PR #1413, opened 2019-02-08
Use Babel to resolve project root & aliases

### LINKED ISSUE #1424: Use Babel to resolve project root & aliases
Configure Babel so that modules can be imported using absolute paths and/or aliases.

https://github.com/18F/e-QIP-prototype/pull/1413

suzubara:
- Adds `babel-plugin-module-resolver` and configures the root path & sets up aliases in `.babelrc`
- Adds `eslint-import-resolver-babel-module` so eslint can resolve aliases
- Use alias imports in a few existing files to make sure it works
- Fixes #1424


.eslintrc.yml
```diff
@@ -27,4 +27,17 @@ rules:
     - error
     - skipUndeclared: true
 settings:
-  import/resolver: webpack
+  import/resolver:
```
suzubara: Duplicating the config here seems to be a necessary evil due to https://github.com/tleunen/eslint-import-resolver-babel-module/issues/95 (in order for eslint to properly resolve the modules). This is fixed on `5.0.0` of `eslint-import-resolver-babel-module`, but we're locked to `^4.0.0` because 5 requires Babel 7, and upgrading Babel feels outside the scope of this work.

gidjin:
Changes look good, We are going to hold off merging this until after the sprint ends to give us more time with it locally before it goes out.

PR #1419, opened 2019-02-11
Add documentation for changes to database & API

### LINKED ISSUE #1399: Document an end-to-end change
Choosing one of the past PRs that includes a DB migration and update to the API and documenting that process.

hursey013:
Fixes #1399 

This outlines the steps necessary to persist data on the frontend, database, and API.


hursey013:
@ryanhofdotgov in regards to modifying the test scenarios (when newly added data needs to be represented) - are there any restrictions when changing those files that I should note in the documentation?

docs/updating-api-db.md
```diff
@@ -0,0 +1,47 @@
...
+
+## Update XML template and test data
+
+After finding the corresponding XML file in `/api/templates`, make sure that the data is properly represented within the XML. It is also important to make sure that the new input is added to the corresponding `.json` file found within `/api/testdata` which is used to test the generated XML. Lastly, it's also ideal to add the new input to at least one of the complete scenarios in `/api/testdata/complete-scenarios`. This will allow the data to be pre-loaded and tested using the [load-scenario](https://github.com/18F/e-QIP-prototype/blob/develop/docs/test-scenarios.md#loading-existing-test-json-files) script.
```
ryanhofdotgov: @hursey013 One small recommended change to the guidance. 

Each one of the existing test cases 1-9 was created for OPM for a specific purpose – those are documented in `api/xml/xml_test.go`. Test case 6 was created for rejection (i.e, they weren't looking for specific areas of content) so it is a good test case to extend. I would leave the others as is. Alternatively, you can create a brand new test case.

gidjin:
Thanks the documentation looks good to me, I'm glad you included example links. I'm not marking approval as Ryan had some good additional feedback.

docs/updating-api-db.md
hursey013: That makes sense, just updated to add some clarification.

────────────────

** Work order **
Taking no liberties, give the material above again in full.

** Result of the exercise **
PR #1413, opened 2019-02-08
Use Babel to resolve project root & aliases

### LINKED ISSUE #1424: Use Babel to resolve project root & aliases
Configure Babel so that modules can be imported using absolute paths and/or aliases.

https://github.com/18F/e-QIP-prototype/pull/1413

suzubara:
- Adds `babel-plugin-module-resolver` and configures the root path & sets up aliases in `.babelrc`
- Adds `eslint-import-resolver-babel-module` so eslint can resolve aliases
- Use alias imports in a few existing files to make sure it works
- Fixes #1424


.eslintrc.yml
```diff
@@ -27,4 +27,17 @@ rules:
     - error
     - skipUndeclared: true
 settings:
-  import/resolver: webpack
+  import/resolver:
```
suzubara: Duplicating the config here seems to be a necessary evil due to https://github.com/tleunen/eslint-import-resolver-babel-module/issues/95 (in order for eslint to properly resolve the modules). This is fixed on `5.0.0` of `eslint-import-resolver-babel-module`, but we're locked to `^4.0.0` because 5 requires Babel 7, and upgrading Babel feels outside the scope of this work.

gidjin:
Changes look good, We are going to hold off merging this until after the sprint ends to give us more time with it locally before it goes out.

PR #1419, opened 2019-02-11
Add documentation for changes to database & API

### LINKED ISSUE #1399: Document an end-to-end change
Choosing one of the past PRs that includes a DB migration and update to the API and documenting that process.

hursey013:
Fixes #1399 

This outlines the steps necessary to persist data on the frontend, database, and API.


hursey013:
@ryanhofdotgov in regards to modifying the test scenarios (when newly added data needs to be represented) - are there any restrictions when changing those files that I should note in the documentation?

docs/updating-api-db.md
```diff
@@ -0,0 +1,47 @@
...
+
+## Update XML template and test data
+
+After finding the corresponding XML file in `/api/templates`, make sure that the data is properly represented within the XML. It is also important to make sure that the new input is added to the corresponding `.json` file found within `/api/testdata` which is used to test the generated XML. Lastly, it's also ideal to add the new input to at least one of the complete scenarios in `/api/testdata/complete-scenarios`. This will allow the data to be pre-loaded and tested using the [load-scenario](https://github.com/18F/e-QIP-prototype/blob/develop/docs/test-scenarios.md#loading-existing-test-json-files) script.
```
ryanhofdotgov: @hursey013 One small recommended change to the guidance. 

Each one of the existing test cases 1-9 was created for OPM for a specific purpose – those are documented in `api/xml/xml_test.go`. Test case 6 was created for rejection (i.e, they weren't looking for specific areas of content) so it is a good test case to extend. I would leave the others as is. Alternatively, you can create a brand new test case.

gidjin:
Thanks the documentation looks good to me, I'm glad you included example links. I'm not marking approval as Ryan had some good additional feedback.

docs/updating-api-db.md
hursey013: That makes sense, just updated to add some clarification.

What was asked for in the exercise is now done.